Ti alzasti in piedi con una grazia misteriosa e sollevasti il vestito per denudare la carne dal bordo dei calzini all’ombelico. Ti fissai smettendo di masticare, con la bocca piena di una pasta rosea e zuccherosa. Fermasti l’orlo del vestito sotto il mento, poi infilasti una mano sotto le lenzuola e mi prendesti la mano più vicina, guidandola con dolcezza verso la fessura lanuginosa tra le tue gambe, tenendola premuta lì e strofinandola piano avanti e indietro. L’altra tua mano si chiuse attorno ai miei genitali, e poi cominciò a tirare e accarezzare il mio sesso. Inumidite, incoraggiate, le mie dita scivolarono dentro di te, lasciandomi sbalordito sia per essere stato in qualche modo inghiottito sia per il calore che vi scoprii. Anch’io inghiottii di riflesso: il boccone del dolce rosato.
Tu continuavi a massaggiare insieme me e te, mentre io restavo sdraiato, ancora incredulo, paralizzato dalla novità di quanto accadeva, da quell’ultimo e bizzarro cambiamento della sorte. Avevo paura a reagire, esitavo perfino a manifestare la minima volontà, temendo che la stupefacente (e perciò, di necessità, precaria) combinazione di circostanze che aveva elargito tale imprevedibile rapsodia venisse sconvolta dal minimo errore da parte mia.

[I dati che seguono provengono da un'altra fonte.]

PR #915, opened 2024-07-23
Feature: Accept family invite as new user (kids-1223)

Daniela510:
## Description

Changes to the navigation logic in the new user flow

## Summary by CodeRabbit

- **New Features**
  - Enhanced routing based on user authentication status for improved responsiveness.
  - Simplified navigation to profile selection, improving user experience.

Dopo aver guidato le mie dita inghiottite in te con un ritmo più rapido e più deciso, all’improvviso ti mettesti a tremare, sospirasti, e subito dopo allontanasti la mia mano dandomi un colpetto sul polso. Lasciasti ricadere il vestito, tirasti indietro le mie coperte, poi ti inginocchiasti e mi prendesti in bocca, succhiando e muovendo la testa, con i tuoi capelli che mi facevano il solletico alle cosce.
Mi limitai a guardare. Forse fu semplicemente quella sorpresa, forse — più probabile — il fatto che ero ancora troppo piccolo. In ogni caso, non ci fu, in quella prima prova, nessuna culminante esplosione di tripudio né alcuna emissione nel tempo che avemmo a disposizione. Il solletico, il movimento della testa, il succhiare andarono avanti per un po’, finché il domestico, sempre più nervoso per la paura di essere scoperto, bussò alla porta e la aprì appena per sussurrare un ammonimento. Lasciandolo cadere dalla bocca come uno scintillante lecca lecca, baciasti il mio roseo gonfiore, poi lo copristi e ti allontanasti con calma eleganza; la porta si aprì e si richiuse per te e rimasi solo.

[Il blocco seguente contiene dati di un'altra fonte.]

PR #934, opened 2024-08-01
Add generic bottomsheet and implementation for empty wallet situations (KIDS-1238)

MaikelStuivenberg:
image

## Summary by CodeRabbit

- **New Features**
	- Introduced an "Empty Wallet" bottom sheet to guide users when their wallet balance is zero.
	- Added a new customizable bottom sheet widget, `GivtBottomSheet`, for improved user interactions.
	- Integrated a new icon for an empty wallet scenario in the icon library.

- **Changes**
	- Simplified the "Give" and "Find Charity" button functionality for easier user access.
	- Enhanced `ActionTile` usability by making the `isDisabled` state optional.
	- Implemented checks for wallet balance before allowing certain actions, promoting better user guidance. 

- **Bug Fixes**
	- Corrected the interaction flow for action buttons to ensure they are always enabled when appropriate.


Daniela510:
lets not merge before release

lib/features/family/shared/widgets/layout/givt_bottom_sheet.dart
```diff
@@ -0,0 +1,123 @@
...
+  final Widget? headlineContent;
+
+  final GivtElevatedButton? primaryButton;
+  final GivtElevatedSecondaryButton? secondaryButton;
+
+  final VoidCallback? closeAction;
+
+  @override
+  Widget build(BuildContext context) {
+    return BlocBuilder<ImpactGroupsCubit, ImpactGroupsState>(
```
TammiLion, line 32: There's no need for a blocbuilder here as the state is not being used. Where you planning on using the state?

MaikelStuivenberg: nope :) I'll remove that part indeed

lib/features/family/features/profiles/widgets/give_bottomsheet.dart
```diff
@@ -152,4 +171,18 @@ class GiveBottomSheet extends StatelessWidget {
       },
     );
   }
+
+  void showEmptyWalletBottomSheet(BuildContext context) {
+    context.pop();
+
+    showModalBottomSheet<void>(
```
TammiLion, line 178: Except for the context.pop I would make the rest a static method in the EmptyWalletBottomSheet class, so that no matter where you show it, you show it exactly the same and don't have to continuously define the whole "showmodalbottomsheet" blabla. So then you can just do `EmptyWalletBottomSheet.show(context)`

PR #936, opened 2024-08-01
Add option for topup (KIDS-1239)

MaikelStuivenberg:
## Existing screens
image
image

## New screens in this PR
Screenshot 2024-08-01 at 16 48 32
Screenshot 2024-08-01 at 16 49 01
Screenshot 2024-08-01 at 16 48 48
Screenshot 2024-08-01 at 16 48 11

## Summary by CodeRabbit

- **New Features**
	- Introduced a `Topup` functionality, allowing users to manage and execute top-up operations for accounts.
	- Added `TopupWalletBottomSheet` widget, providing a user-friendly interface for wallet top-ups.
	- Implemented `errorCircleWithIcon` widget to enhance error message displays within the app.
	- Enhanced user authentication flow within the `EmptyWalletBottomSheet` for better security in top-up processes.

- **Bug Fixes**
	- Adjusted import paths for `amount_counter` to ensure consistent access across components.

- **Documentation**
	- Updated themes with new error color constants for improved visual feedback during error states.

- **Style**
	- Improved spacing and layout in various UI components for a cleaner user interface.

- **Chores**
	- Cleaned up unnecessary import statements to optimize the codebase.


Daniela510 (approved):

lib/app/app.dart
```diff
@@ -99,6 +100,9 @@ class _AppState extends State<App> {
             create: (BuildContext context) =>
                 ProfilesCubit(getIt(), getIt(), getIt(), getIt(), getIt()),
           ),
+          BlocProvider(
```
TammiLion, line 103: I remember us discussing in the arch meeting that we preferred injecting the cubits via getit rather than relying on them to be passed via context.

lib/features/family/features/topup/cubit/topup_state.dart
```diff
@@ -0,0 +1,30 @@
+part of 'topup_cubit.dart';
+
+enum TopupStatus { initial, loading, done, error }
+
+class TopupState extends Equatable {
+  const TopupState({
+    this.userGuid = '',
+    this.status = TopupStatus.initial,
```
TammiLion, line 8: So personally I wouldn't write the topup state this way.

Right now its implied that every state (initial, loading, done, error) has the same fields: userGuid and error.

https://medium.com/@ssindher11/exploring-sealed-classes-in-flutter-241d3e160132

By using a sealed class instead of an enum you can define per state which fields are present, and whether they are required or not. Fields that are shared you define in the sealed class itself and fields that are specific per state you define in the class that's extending the sealed class.

lib/features/family/features/topup/repository/topup_repository.dart
```diff
@@ -0,0 +1,19 @@
...
+class TopupRepositoryImpl with TopupRepository {
+  TopupRepositoryImpl(
+    this._apiService,
+  );
+
+  final FamilyAPIService _apiService;
+
+  @override
+  Future<bool> topupChild(String childGUID, int amount) async {
+    final response = await _apiService.topUpChild(childGUID, amount);
```
TammiLion, line 16: Currently we have the EditChildRepository and the TopupRepository both doing a topup api call. The first one is doing the v1 call and the 2nd one is doing the v2 call. The first one exposes a stream that updates others that something regarding the child has changed. I don't think this one should expose a different stream because then we lose sight of where to get child data updates.

Do we still need the v1 call? Else i'd say we change the EditChildRepository to use the v2 call and then delete this repo.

O non del tutto: arrotolai di nuovo le coperte per osservare il mio nuovo amico, che ormai mi stava lentamente abbandonando. Lo toccai a titolo sperimentale mentre mi annusavo lo strano aroma sulle dita, ma la mia virilità se ne andò di sua iniziativa, e non l’avrei più rivista appieno fino al giorno in cui il vento e la pioggia mi tesero un’imboscata nei boschi fangosi.
Tu, mia cara, non avresti rivisto lo spettro che avevi risvegliato fino al nostro convegno sul tetto del castello, dieci anni dopo, in una notte tiepida, sopra la festa.